____ THE INPUT

PR #979, opened 2023-02-15
AMQ-7309 - Implement Message#isBodyAssignableTo and Message#getBody methods

cshannon:
This might still need some tweaks but there's some initial tests pushed and wanted to get eyes on it and any feedback.

### DIFF
--- a/activemq-client/src/main/java/org/apache/activemq/command/ActiveMQBytesMessage.java
+++ b/activemq-client/src/main/java/org/apache/activemq/command/ActiveMQBytesMessage.java
@@ -956,4 +956,22 @@ public class ActiveMQBytesMessage extends ActiveMQMessage implements BytesMessag
             }
         }
     }
+
+    @Override
+    @SuppressWarnings("unchecked")
+    public boolean isBodyAssignableTo(Class c) {
+        return getContent() == null || c.isAssignableFrom(byte[].class);
+    }
+
+    @SuppressWarnings("unchecked")
+    protected <T> T doGetBody(Class<T> asType) {
+        //Make sure the bytes are stored before trying to copy and return
+        if (dataOut != null && getContent() == null) {
+            storeContent();
+        }
+
+        final ByteSequence content = getContent();
+        return content != null ? (T) new ByteSequence(content.getData(), content.getOffset(),
+            content.getLength()).getData() : null;
+    }
 }
--- a/activemq-client/src/main/java/org/apache/activemq/command/ActiveMQBytesMessage.java
+++ b/activemq-client/src/main/java/org/apache/activemq/command/ActiveMQBytesMessage.java
@@ -971,6 +971,6 @@ public class ActiveMQBytesMessage extends ActiveMQMessage implements BytesMessag
         }
 
         final ByteSequence content = getContent();
-        return content != null ? (T) Arrays.copyOf(content.getData(), content.getLength()): null;
+        return content != null ? (T) content.toArray() : null;
     }
 }
--- a/activemq-client/src/main/java/org/apache/activemq/command/ActiveMQBytesMessage.java
+++ b/activemq-client/src/main/java/org/apache/activemq/command/ActiveMQBytesMessage.java
@@ -971,7 +971,6 @@ public class ActiveMQBytesMessage extends ActiveMQMessage implements BytesMessag
         }
 
         final ByteSequence content = getContent();
-        return content != null ? (T) new ByteSequence(content.getData(), content.getOffset(),
-            content.getLength()).getData() : null;
+        return content != null ? (T) Arrays.copyOf(content.getData(), content.getLength()): null;
     }
 }
--- a/activemq-client/src/main/java/org/apache/activemq/command/ActiveMQMapMessage.java
+++ b/activemq-client/src/main/java/org/apache/activemq/command/ActiveMQMapMessage.java
@@ -856,9 +856,13 @@ public class ActiveMQMapMessage extends ActiveMQMessage implements MapMessage {
         final ByteSequence content = getContent();
         final Map<String, Object> map = content != null ? deserialize(content) : null;
 
-        if (map != null) {
+        //This implementation treats an empty map as not having a body so if empty
+        //we should return null as well
+        if (map != null && !map.isEmpty()) {
             map.replaceAll((k, v) -> v instanceof UTF8Buffer ? v.toString() : v);
+            return (T) map;
+        } else {
+            return null;
         }
-        return (T) map;
     }
 }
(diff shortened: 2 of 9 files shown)


cshannon:
I think this is ready for review now, I updated the getBody() method to copy into a new object. Can let the CI tests run to make sure I didn't break anything as I had to do a little refactoring to make copying the body simpler.

activemq-client/src/main/java/org/apache/activemq/command/ActiveMQBytesMessage.java
```diff
@@ -956,4 +956,22 @@ protected void doCompress() throws IOException {
...
+    @SuppressWarnings("unchecked")
+    protected <T> T doGetBody(Class<T> asType) {
+        //Make sure the bytes are stored before trying to copy and return
+        if (dataOut != null && getContent() == null) {
+            storeContent();
+        }
+
+        final ByteSequence content = getContent();
+        return content != null ? (T) new ByteSequence(content.getData(), content.getOffset(),
+            content.getLength()).getData() : null;
```
tabish121, line 975: This isn't a deep copy from what I see in the ByteSequence code, just a shallow wrapping of the array, plus it creates a new ByteSequence that would never actually be used so needless GC.  I'd just do an Arrays.copyOfRange on the data in the original since you want t deep copy here to avoid the caller modifying the bytes in the message content as you want to get the same payload on a rollback / recover etc.

cshannon: Thanks, good catch. I just copied this from the parent Message class in its copy() method:

https://github.com/apache/activemq/blob/ae4e305f850dd35d92f8e49758309f21609d3206/activemq-client/src/main/java/org/apache/activemq/command/Message.java#L184-L189

This makes me wonder if this needs to be fixed there at some point as well. I've sometimes seen weird behavior with the VM transport that appeared to be from shared messages between server/client even though copying should be happen so maybe this is a culprit.

activemq-client/src/main/java/org/apache/activemq/command/ActiveMQTextMessage.java
```diff
@@ -210,4 +210,22 @@ public String toString() {
...
+         */
+        if (getText() == null) {
+            return true;
+        }
+        return c.isAssignableFrom(java.lang.String.class);
+    }
+
+    @SuppressWarnings("unchecked")
+    protected <T> T doGetBody(Class<T> asType) throws JMSException {
+        return getText() != null ? (T) getText() : null;
```
gemmellr, line 229: Is the simpler "return (T) getText();" not equivalent?

activemq-client/src/main/java/org/apache/activemq/command/ActiveMQBytesMessage.java
gemmellr: (also if there is somehow any offset/length diff then the returned bytes would actually be invalid as they dont account for those)

activemq-client/src/main/java/org/apache/activemq/command/ActiveMQMessage.java
```diff
@@ -795,14 +795,22 @@ public void setJMSDeliveryTime(long deliveryTime) throws JMSException {
...
+            return doGetBody(asType);
+        }
+
+        throw new MessageFormatException("Message body cannot be read as type: " + asType);
+    }
 
 	@Override
 	public boolean isBodyAssignableTo(Class c) throws JMSException {
-        throw new UnsupportedOperationException("isBodyAssignableTo(Class) is not supported");
+        return true;
```
gemmellr, line 809: indentation is off (on the method itself...and some others above)

activemq-client/src/main/java/org/apache/activemq/command/ActiveMQBytesMessage.java
tabish121: It's going to depend on how that is really used, a shallow copy may be sufficient for the JMS 1.1 APIs where you didn't get direct access as you are getting in this simplified API method where you can accidentally hand out the byte[] payload reference.

activemq-client/src/main/java/org/apache/activemq/command/ActiveMQMapMessage.java
```diff
@@ -827,4 +839,26 @@ public Map<String, Object> getContentMap() throws JMSException {
         initializeReading();
         return map;
     }
+
+    @Override
+    @SuppressWarnings("unchecked")
+    public boolean isBodyAssignableTo(Class c) throws JMSException {
+        final Map<String, Object> map = getContentMap();
+        if (map == null || map.isEmpty()) {
```
gemmellr, line 847: doGetBody doesnt seem to special case the empty map as this does...should it? (since it special casing saying true while being given any class here)

activemq-client/src/main/java/org/apache/activemq/command/ActiveMQTextMessage.java
```diff
@@ -210,4 +210,22 @@ public String toString() {
...
         return super.toString();
     }
+
+    @SuppressWarnings("unchecked")
+    public boolean isBodyAssignableTo(Class c) throws JMSException {
+        /*
+         *If the message is a TextMessage, ObjectMessage, MapMessage or BytesMessage
+         * and the message has no body, then the above does not apply and this method
+         *  will return true irrespective of the value of this parameter.
+         */
```
gemmellr, line 220: Could probably make the comment make more sense by not using the full spec sentence :)

activemq-client/src/main/java/org/apache/activemq/command/ActiveMQBytesMessage.java
mattrpav: Is using the readBytes() an option here?

```
    @Override
    public <T> T getBody(Class<T> c) throws JMSException {
        if(c == null || getContent() == null) { return null; }

        byte[] tmpBytes = new byte[(int)getBodyLength()];
        readBytes(tmpBytes);
        return (T)tmpBytes;
    }
```

cshannon: I'm going to add a copy method to ByteSequence, that seems simplest.

activemq-client/src/main/java/org/apache/activemq/command/ActiveMQMapMessage.java
cshannon: Good catch, it likely should because the map message impl treats an empty map as basically null (no body) so if it's empty we should return null I think and not an empty map.

PR #981, opened 2023-02-19
[AMQ-9223] Upgrade to slf4j 2.0.6

jbonofre:


cshannon (changes requested):
@jbonofre - We should wait on this because log4j2 has a transitive dependency bug that was just recently resolved: https://issues.apache.org/jira/browse/LOG4J2-3601 but not until version 2.20.0 so I don't think this should go into 5.18.0

jbonofre:
@cshannon yes, it's just to prepare. We can include in 5.19.0.

gemmellr:
> We should wait on this because log4j2 has a transitive dependency bug that was just recently resolved: https://issues.apache.org/jira/browse/LOG4J2-3601 but not until version 2.20.0 so I don't think this should go into 5.18.0

Indeed it was https://lists.apache.org/thread/t8of737y6lvf8gfwyb1who3xlcf01j6v :)

Given that issue, this PR is likely disabling logging in various places currently due to still using 2.19.0. and not adjusting the dependencies as a workaround.  That bug and OSGI stuff is what stopped me trying to use SLF4J2 on Artemis back when we switched it to using SLF4J+Log4J2. I know there have been OSGI related changes to SLF4J2 since then, though I do still see recent issues+PRs open around that suggesting there may still be things to address in that space.

That said, I also didnt see much huge rush to update back then, since applications can just depend on slfj-api 2 themselves if desired, and it will then be chosen during dependency resolution over whatever version activemq used anyway, and work so long as the client isnt using the new fluent APIs.

I see 2.20.0 has just hit Maven Central in the last few hours though so a complete PR could now actually be prepared here.

jbonofre:
log4j 2.20.0 is now available and we have a PR about that: https://github.com/apache/activemq/pull/985

I proceeed and merge the 2 PRs.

________

(INSTRUCTIONS TO FOLLOW) Every line in the records above that contains the word "getLength" should be copied out.

(YOUR RESPONSE)
+            content.getLength()).getData() : null;
-        return content != null ? (T) Arrays.copyOf(content.getData(), content.getLength()): null;
-            content.getLength()).getData() : null;
+        return content != null ? (T) Arrays.copyOf(content.getData(), content.getLength()): null;
+            content.getLength()).getData() : null;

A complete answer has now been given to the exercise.